I was thinking about using the equation: Central Force=m*(v^2/r). However, I do not have the Central force….is there a way to get that or am I on the wrong track?

Q: A clear vinyl “suction cup” is stuck to a vertical glass door on a shower stall. The cup measures 1.5 inch in diameter. The coefficient of static friction between glass and clear vinyl is 0.4. The cup has a hook on it from which items may be hung. What is the maximum weight in lbs that can be hung from the cup if the cup is not to slide down the door?

A: A=pi r^2= pi(.77^2)=1.75in^2 14.7=psi air inside the suction cup
F=pA
F=14.7*.4*1.72in^2=10.11lb

 

[reinhard_t]

I think the question is flaw since you never mention ,whether the trail moves in horizontal or vertical plane...and also it cannot be done both way.

(so I assume probably you ask in horizontal case)

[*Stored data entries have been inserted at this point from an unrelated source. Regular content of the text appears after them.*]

PR #734, opened 2020-11-11
[next-devel] manifest: point to release repos

dustymabe:
The f33 repos are no longer in the `development/` path. Use the release
repos now.

### DIFF
--- a/manifest.yaml
+++ b/manifest.yaml
@@ -12,7 +12,7 @@ repos:
   # these repos are there to make it easier to add new packages to the OS and to
   # use `cosa fetch --update-lockfile`; but note that all package versions are
   # still pinned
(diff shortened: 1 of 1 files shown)


nasirhm (approved):
LGTM, is there a seperate repo as `fedora-next` for FCOS next stream ?

dustymabe:
> LGTM, is there a seperate repo as `fedora-next` for FCOS next stream ?

`fedora-next` just references https://github.com/coreos/fedora-coreos-config/blob/testing-devel/fedora-next.repo#L4-L16

When Fedora is in development (right before a major release) that's the location where repos are held.

miabbott (approved):
LGTM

in horizontal case ,it needs resistance to tip

in the second question,I don't get the picture of the question.sorry about it.

 

[Doc Al]

Originally posted by tucky
I was thinking about using the equation: Central Force=m*(v^2/r). However, I do not have the Central force….is there a way to get that or am I on the wrong track?

You are on the right track, but it's tricky. Consider the forces acting on the truck: On the tires you have friction acting inward, and the normal force acting upward; plus you have the weight of the truck acting down. (I assume the road is horizontal and flat--not banked.)

Note that the normal force exerted on the inside tires goes to zero as the truck begins to tip: that's the condition for tipping. The easy way to solve this it to use the frame of reference of the truck, which is non-inertial: you must include a fictious force acting outward. The fictious force is the "centrifugal" force = mv²/r. Now apply the conditions for rotational equilibrium. Using the outer tires as the axis of rotation: The torque of the weight is balanced by the torque of the fictious force at the point when the truck just starts to tip.

You did fine on the second problem.

 

[reinhard_t]

first of all I will apologise my previous statement since I was very careless and just gave a glance...

now I have worked out together with the solution which you can check at the webpage below

http://www.angelfire.com/ultra/reinhard/tucky.html

!if the answer writing is not clear(since I use bad scanner),you can ask me to what I write...

sorry for the second question.I cannot do,because I don't know what the question talking...

hope the answer can benefit you.

 

[Doc Al]

Excellent reinhard_t. We get the same answer.

 

[tucky]

Thank you both! I really appreciate the help.